### Exercise objective
Pull every line containing "locally" from the data.

### Exercise inputs
PR #618, opened 2024-04-17
CI: fix docs build and deploy workflow 

dnicolodi:
Did I ever complain about the GitHub Actions documentation being an horrible mess?

### DIFF
--- a/.github/workflows/docs.yml
+++ b/.github/workflows/docs.yml
@@ -31,7 +31,7 @@ jobs:
           python-version: '3.11'
       - uses: actions/checkout@v4
         with:
-          ref: ${{ github.event.push.tag || github.event.inputs.tag }}
+          ref: ${{ github.event.inputs.tag || github.ref }}
       - run: python -m pip install .[docs]
       - run: python -m sphinx -W docs/ build/docs/
       - uses: actions/upload-pages-artifact@v3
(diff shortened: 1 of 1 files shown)


rgommers (approved):
Thanks @dnicolodi. I assume you tested locally, so go ahead and merge when happy. If it takes an extra iteration that's also fine - this stuff tends to be tricky to test.

> Did I ever complain about the GitHub Actions documentation being an horrible mess?

No, but you may:)

dnicolodi:
No, I haven't tested this locally and I run out of time for the moment. I was hoping that someone with more experience with GitHub Actions could comment on the validity of what I've done here. I'll test this in my fork. Anyhow, for some reason the GitHub Actions runners haven't pick up this PR...

rgommers:
Ah okay. Let me compare with what works in another project. I have a fair amount of experience with GHA, but this kind of thing is mostly trial-and-error rather than understand-then-do unfortunately. 

The updated docs are up on https://mesonbuild.com/meson-python/, so this isn't a burning issue I think.

agriyakhetarpal:
Hi, I just looked at the changes made here, and I think they should work. 👍 Just to note that `github.ref` is `heads/refs/<name of the tag>` and not just `<name of the tag>`, so that could be the only possible place where this can break.

dnicolodi:
> The updated docs are up

I triggered the workflow manually to publish them. I was not sure whether the issue was with the trigger or with the job definition, so doing that ruled out the latter.

dnicolodi:
I've testes this and it works as expected. It needs an adjustment to the environment protection rules in the project settings to be able to deploy the documentation from a tag. I've already done this.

### Answer section
Thanks @dnicolodi. I assume you tested locally, so go ahead and merge when happy. If it takes an extra iteration that's also fine - this stuff tends to be tricky to test.
No, I haven't tested this locally and I run out of time for the moment. I was hoping that someone with more experience with GitHub Actions could comment on the validity of what I've done here. I'll test this in my fork. Anyhow, for some reason the GitHub Actions runners haven't pick up this PR...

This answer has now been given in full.